◆ THE PROBLEM ◆
Identify each line below that contains the word "being", and copy it out.

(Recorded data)

----

PR #5901, opened 2022-01-03
Change TFM version to net7.0

singhashish-wpf:
Fixes #5801 

Main PR 

## Description
Change Target Framework Version to net7.0 and move TargetFramework to Directory.Build.Props.

## Customer Impact
None

## Regression
None

## Testing
CI Build

## Risk
None

PR #5910, opened 2022-01-05
Use builtin MSBuild functions to compare versions

ThomasGoulet73:
## Description
Future-proofs target framework version increments by using builtin MSBuild functions to compare target framework versions.

Reduces the number of place to update when incrementing the target framework version.

This PR could be merged before #5901 to reduce diff or after to reduce diff of future target framework version increments.

The changes in this PR requires MSBuild 16.5 since `VersionGreaterThanOrEquals` was added in this version.

## Customer Impact
Build only.

## Regression
No.

## Testing
Local build + CI.

## Risk
None.

/cc @singhashish-wpf @RussKie


singhashish-wpf (approved):

RussKie:
Nice!

PR #5915, opened 2022-01-07
adding support for Nullable

ayushverma-ms:
Fixes # 

Main PR 

## Description
Create a C# "WPF Application" project targeting .NET 5 or .NET 6
Add a "Page Function (WPF)" item to the project.
Build Solution
Expected: No errors
Actual: CS0263 -- Partial declarations of 'PageFunction1' must not specify different base classes

### DIFF
--- a/src/Microsoft.DotNet.Wpf/src/PresentationBuildTasks/MS/Internal/MarkupCompiler/MarkupCompiler.cs
+++ b/src/Microsoft.DotNet.Wpf/src/PresentationBuildTasks/MS/Internal/MarkupCompiler/MarkupCompiler.cs
@@ -666,7 +666,7 @@ namespace MS.Internal
                     {
                         _ccRoot.CodeClass.IsPartial = true;
                     }
-                    addDirectiveToFile(codeStreamWriter, NULLABLE_RESTORE_DIRECTIVE);
+                    AddDirectiveToFile(codeStreamWriter, NULLABLE_RESTORE_DIRECTIVE);
                     codeProvider.GenerateCodeFromCompileUnit(ccu, codeStreamWriter, o);
 
                     codeStreamWriter.Flush();
@@ -686,7 +686,7 @@ namespace MS.Internal
         }
 
         // adds directrive to top of the file.
-        private static void addDirectiveToFile(StreamWriter streamWriter, string directive) {
+        private static void AddDirectiveToFile(StreamWriter streamWriter, string directive) {
             streamWriter.WriteLine(directive);
         }
 
--- a/src/Microsoft.DotNet.Wpf/src/PresentationBuildTasks/MS/Internal/MarkupCompiler/MarkupCompiler.cs
+++ b/src/Microsoft.DotNet.Wpf/src/PresentationBuildTasks/MS/Internal/MarkupCompiler/MarkupCompiler.cs
@@ -686,7 +686,8 @@ namespace MS.Internal
         }
 
         // adds directrive to top of the file.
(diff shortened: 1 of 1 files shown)


src/Microsoft.DotNet.Wpf/src/PresentationBuildTasks/MS/Internal/MarkupCompiler/MarkupCompiler.cs
```diff
@@ -685,6 +685,11 @@ private void GenerateSource()
             GenerateInternalTypeHelperImplementation();
         }
 
+        // adds directrive to top of the file.
+        private static void addDirectiveToFile(StreamWriter streamWriter, string directive) {
```
lindexi, line 689: Code Format issues.

See: https://github.com/dotnet/runtime/blob/main/docs/coding-guidelines/coding-style.md

> 1. We use Allman style braces, where each brace begins on a new line. A single line statement block can go without braces but the block must be properly indented on its own line and must not be nested in other statement blocks that use braces (See rule 18 for more details). One exception is that a using statement is permitted to be nested within another using statement by starting on the following line at the same indentation level, even if the nested using contains a controlled block.

> 13. We use PascalCasing for all method names, including local functions.

dipeshmsft (approved):

src/Microsoft.DotNet.Wpf/src/PresentationBuildTasks/MS/Internal/MarkupCompiler/MarkupCompiler.cs
```diff
@@ -685,6 +685,11 @@ private void GenerateSource()
             GenerateInternalTypeHelperImplementation();
         }
 
+        // adds directrive to top of the file.
+        private static void AddDirectiveToFile(StreamWriter streamWriter, string directive) {
```
lindexi, line 689: Code Format issues.

See: https://github.com/dotnet/runtime/blob/main/docs/coding-guidelines/coding-style.md

> 1. We use Allman style braces, where each brace begins on a new line. A single line statement block can go without braces but the block must be properly indented on its own line and must not be nested in other statement blocks that use braces (See rule 18 for more details). One exception is that a using statement is permitted to be nested within another using statement by starting on the following line at the same indentation level, even if the nested using contains a controlled block.

```suggestion
        private static void AddDirectiveToFile(StreamWriter streamWriter, string directive) 
        {
```

src/Microsoft.DotNet.Wpf/src/PresentationBuildTasks/MS/Internal/MarkupCompiler/MarkupCompiler.cs
```diff
@@ -1643,6 +1649,7 @@ private string ParentFolderPrefix
 
         private void AddLinePragma(CodeTypeMember ctm, int lineNumber)
         {
+
```
RussKie, line 1652: Please remove

src/Microsoft.DotNet.Wpf/src/PresentationBuildTasks/MS/Internal/MarkupCompiler/MarkupCompiler.cs
```diff
@@ -3609,6 +3616,9 @@ internal string SubClass
         private static string s_generatedCode_ToolName;
         private static string s_generatedCode_ToolVersion;
 
+        // For enabling nullable in the project
+        private static string NULLABLE_RESTORE_DIRECTIVE = "#nullable restore";
```
lindexi, line 3620: How about `static readonly` or `const` ?

PR #5925, opened 2022-01-09
Remove the unnecessary calculate code in ImageSource.cs

lindexi:
## Description

Should we remove the calculate when dpif equals 96.0F?

    return (double)(pixels * (96.0F / dpif));
    When dpif == 96.0F
    (double)(pixels * (96.0F / dpif)) 
      = (double)(pixels * (96.0F / 96.0F)) 
      = (double)(pixels * 1) 
      = (double)(pixels) 

## Customer Impact

None.

## Testing

Just CI

## Risk

Low.

### DIFF
--- a/src/Microsoft.DotNet.Wpf/src/PresentationCore/System/Windows/Media/ImageSource.cs
+++ b/src/Microsoft.DotNet.Wpf/src/PresentationCore/System/Windows/Media/ImageSource.cs
@@ -112,7 +112,7 @@ namespace System.Windows.Media
 
             if (dpif < 0.0F || FloatUtil.IsCloseToDivideByZero(96.0F, dpif))
             {
-                dpif = 96.0F;
+                return pixels;
             }
 
             return (double)(pixels * (96.0F / dpif));


src/Microsoft.DotNet.Wpf/src/PresentationCore/System/Windows/Media/ImageSource.cs
```diff
@@ -112,7 +112,7 @@ protected static double PixelsToDIPs(double dpi, int pixels)
 
             if (dpif < 0.0F || FloatUtil.IsCloseToDivideByZero(96.0F, dpif))
             {
-                dpif = 96.0F;
+                return pixels;
```
dipeshmsft, line 115: Before returning we should typecast pixels to double.

lindexi: @dipeshmsft The int pixels will cast to double automatic

lindexi: Do you mean I should cast to double manual ?

dipeshmsft: I guess we can leave it to that.

anjalisheel-wpf (approved):

lindexi:
@anjalisheel-wpf Thank you.

PR #5931, opened 2022-01-10
ToolTips in popups (or any context where capture is active)

### LINKED ISSUE #5716: Comboboxitem tooltip bug
* .NET Core Version: NET 6, NET 5
* Windows version: windiws 10 1803

NET 6

 
NET 5

   ```
<Grid>
        <ComboBox Width="100" Height="20">
            <ComboBoxItem ToolTip="1">13.42</ComboBoxItem>
            <ComboBoxItem ToolTip="2">15.82</ComboBoxItem>
        </ComboBox>
    </Grid>
```

### PR DESCRIPTION
**Pull request by SamBent**
Fixes #5716

## Description

The new 6.0 tooltip behavior computes a "safe area" in which the user can move the mouse without dismissing the tooltip.  It's computed with coordinates relative to the owner's PresentationSource (hwnd), but the mouse movements were tracked relative to the input provider's PresentationSource.  These are often the same, but not when the tooltip's owner comes from a Popup (or similar context that captures mouse input away from the normal input provider).  This dismisses the tooltip immediately - the logic thinks the mouse has left the safe area.

Fixed by converting the mouse position to the correct coordinate system - relative to the tooltip owner's PresentationSource.

## Customer Impact

Fixes a regression.

## Regression

Yes.

## Risk

Low.  Applies the correct coordinate transformation before checking the mouse position.

### CODE REVIEW

File: src/Microsoft.DotNet.Wpf/src/PresentationFramework/System/Windows/Controls/PopupControlService.cs [hunk 1]
```diff
@@ -1475,6 +1475,44 @@ private void AddPoints(PointList points, in NativeMethods.RECT rect, bool rectIs
...
+            internal bool ContainsMousePoint()
+            {
+                IInputElement rootElement = _source.RootVisual as IInputElement;
+                if (rootElement != null)
+                {
+                    // get the coordinates of the current mouse point, relative to our PresentationSource
+                    System.Windows.Point pt = Mouse.PrimaryDevice.GetPosition(rootElement);
+
+                    // check whether the point lies within the hull
+                    return ContainsPoint(_source, (int)pt.X, (int)pt.Y);
```
lindexi, line 1488: Could there be a loss of precision here? How about changing the ContainsPoint method argument from int to double?

SamBent: ContainsPoint requires 16-bit integers, which is what GetPosition supplies (albeit wrapped in a Point whose fields have type double).  See the [comment](https://github.com/dotnet/wpf/pull/5931/files/e43234e81b48430b36ff24d0d29a22fe2f9b05dd#diff-e4eeb1239fe1089ce77795654002e57e7c12c2b616962d9369b70878e74b8e95R1233) for class ConvexHull.

singhashish-wpf (approved):

Issue #8552, opened 2023-12-14
Testing


singhashish-wpf:
- [ ] Each change should also have the necessary unit tests which will be run on the CI.
- [ ] Tests should cover all states of the controls. (Active, Hover, Selected etc)
- [ ] Test that the theme changes are happening correctly over different scenarios of system theme change and user theme change.
- [ ] Test that the themes are being loaded properly.
- [ ] Test that switching theme is not leading to inconsistencies.
- [ ] Test that the performance isn't getting degraded due to theme changes.
- [ ] Test 3rd party controls for proper working after theme changes
- [ ] Test all local wpf tests including DRTs, Microsuites and Feature Tests

Issue #9906, opened 2024-10-07
WPF NET 9.0 (latest preview)-based app that uses the built-in Fluent theme crashes when Theme is changed


danielkornev:
### Description

This problem appears on two kinds of OS:
* Windows 10 (AMD64, 24H2)
* Windows 11 (ARM64, 24H2)

Here's the error I've got in the beginning on both machines:
```
Monday, October 7, 2024, 10/7/2024 12:48:28 PM
Exception [System.InvalidOperationException]: The calling thread cannot access this object because a different thread owns it.
System.InvalidOperationException: The calling thread cannot access this object because a different thread owns it.
   at System.Windows.Threading.Dispatcher.<VerifyAccess>g__ThrowVerifyAccess|7_0()
   at System.Windows.ThemeManager.OnSystemThemeChanged()
   at System.Windows.SystemResources.SystemThemeFilterMessage(IntPtr hwnd, Int32 msg, IntPtr wParam, IntPtr lParam, Boolean& handled)
   at MS.Win32.HwndWrapper.WndProc(IntPtr hwnd, Int32 msg, IntPtr wParam, IntPtr lParam, Boolean& handled)
   at System.Windows.Threading.ExceptionWrapper.InternalRealCall(Delegate callback, Object args, Int32 numArgs)
   at System.Windows.Threading.ExceptionWrapper.TryCatchWhen(Object source, Delegate callback, Object args, Int32 numArgs, Delegate catchHandler)
   at System.Windows.Threading.Dispatcher.LegacyInvokeImpl(DispatcherPriority priority, TimeSpan timeout, Delegate method, Object args, Int32 numArgs)
   at MS.Win32.HwndSubclass.SubclassWndProc(IntPtr hwnd, Int32 msg, IntPtr wParam, IntPtr lParam)
```

Sadly there was no way to figure out why this error happened. My app showed this message and then crashed. App uses Microsoft.VisualBasic library to get a Single Instance behavior, so catching the exception would get us to app.Run method.

After several experiments, the app now crashes w/o even this error after the theme of the apps in System Settings is changed to Light/Dark.

### Reproduction Steps

1. Create a WPF 9.0 app that uses Visual Basic assembly's Application to get a Single Instance Application
2. Use Fluent theme as a ResourceDictionary across your app
3. Switch theme of all apps in System Settings from Light to Dark or vice versa

### Expected behavior

Theme changes where expected

### Actual behavior

App crashes (initially with an error message and now silently)

### Regression?

[...]

PR #10385, opened 2025-02-03
[ Draft ] Adding tests for Fluent theme

dipeshmsft:
Issue Link : #8552

### Description

Hello community members, we are working on writing tests for Fluent UI and ThemeMode property, and here is a basic structure of how I am planning to do this and would like to have your suggestions on how we can make this better. It is okay, if there is a completely different approach that should be taken up.

The tests that are present in this PR, can be divided into three parts : 
1. **ThemeMode Property Tests** : In this set of tests, the main aim is to test the initialization of ThemeMode properties on Window and Application classes. It will include initialization of Application and Window, switching ThemeMode, combination Application and Window ThemeMode properties.
2. **Fluent ResourceDictionary Tests** : In this set of tests, the main aim is to check the correctness of Fluent colors and brushes ( not control brushes ), loading of different Fluent ResourceDictionary, etc.
3. **Control Styles UI Tests** : These set of tests are meant to test the behavior and default property values of controls when Fluent this is applied. Here are more details on this : 
    - First, I have created a copy of all the Fluent colors and brushes, which will be used as the source of truth.
    - In each test, we launch a window with a control ( can have custom values set for the different properties )
    - For each test there is a dictionary, which corresponds to what values all the properties of controls and and different elements in the template of the control should have, and we verify these values by matching them with the values specified in the dictionary.
    - To avoid redundancy, there is a base ( default ) dictionary for a control, where the property values correspond to Fluent default values for that control. 
    - For subsequent tests ( like disabled button, mouse over, Background = Red ) we have separate dictionaries which have a subset of the values defined in the base dictionary. We combine the base dictionary with the dictionary for the current test and use that to verify the different properties of the control in that state.

From the approach that we have followed here, it may be better to put these tests under Integration Tests, but before that, I want your opinions on what limitations we can face with the above approach, or if there is some other approach that we can take to write these tests in a better fashion. 

/cc @h3xds1nz @hughbe @JeremyKuhne @ThomasGoulet73 @miloush @lindexi @batzen 
 ###### Microsoft Reviewers: [Open in CodeFlow](https://microsoft.github.io/open-pr/?codeflow=https://github.com/dotnet/wpf/pull/10385)

### DIFF
--- a/src/Microsoft.DotNet.Wpf/tests/UnitTests/PresentationFramework.Fluent.Tests/ControlTests/BaseControlTests.cs
+++ b/src/Microsoft.DotNet.Wpf/tests/UnitTests/PresentationFramework.Fluent.Tests/ControlTests/BaseControlTests.cs
@@ -1,0 +1,230 @@
+﻿// Licensed to the .NET Foundation under one or more agreements.
+// The .NET Foundation licenses this file to you under the MIT license.
+
+using PresentationFramework.Fluent.Tests.TestUtilities;
+using System.Windows.Controls;
+
+
+namespace PresentationFramework.Fluent.Tests.ControlTests;
+
+public class BaseControlTests : IDisposable
+{
+    public BaseControlTests()
+    {
+        TestWindow = SetupTestWindow();
+    }
+
+    public virtual List<FrameworkElement> GetStyleParts(Control element)
+    {
+        return new List<FrameworkElement>();
+    }
+
+    public virtual void VerifyControlProperties(FrameworkElement element, ResourceDictionary expectedProperties)
+    {
+        return;
+    }
+
+    #region Protected Methods
+
+    protected void AddControlToView(Window window, FrameworkElement fe)
+    {
+        ArgumentNullException.ThrowIfNull(window);
+
+        if (window.Content is not StackPanel panel)
+            throw new ArgumentException($"The window does not have StackPanel as it's root element.");
+        
+        panel.Children.Add(fe);
+    }
+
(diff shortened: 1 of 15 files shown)


h3xds1nz:
A bit of off-topic: The lucky test failure in debug is pretty much what https://github.com/dotnet/wpf/issues/9906 was about by the looks of it, and I stand by what I said, that this should be queued on the app thread.

src/Microsoft.DotNet.Wpf/tests/UnitTests/PresentationFramework.Fluent.Tests/ControlTests/BaseControlTests.cs
```diff
@@ -0,0 +1,230 @@
...
+
+        return window;
+    }
+
+    protected Window SetupTestWindow(ColorMode mode)
+    {
+        Window window = new Window() { Width = 800, Height = 600 };
+        StackPanel sp = new StackPanel() { Name = "RootPanel" };
+        SetColorMode(window, mode);
+        window.Content = sp;
```
Kuldeep-MS, line 81: I noticed that you are setting `window.ThemeMode` to `ThemeMode.None` in `ResetTestWindow`, but you are not setting it in `SetupTestWindow` to some valid value. Additionally, you are accepting the mode as an argument and adding the current window to the `TestWindows` map corresponding to the `mode`, but the `mode` is not being set in the window object.

dipeshmsft:
Closing this due to lack of discussion, not sure if this is the right way to go forward. Will be reopened once we are done with the internal reviews and sanity checks.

----

◆ THE ANSWER ◆
- [ ] Test that the themes are being loaded properly.
Kuldeep-MS, line 81: I noticed that you are setting `window.ThemeMode` to `ThemeMode.None` in `ResetTestWindow`, but you are not setting it in `SetupTestWindow` to some valid value. Additionally, you are accepting the mode as an argument and adding the current window to the `TestWindows` map corresponding to the `mode`, but the `mode` is not being set in the window object.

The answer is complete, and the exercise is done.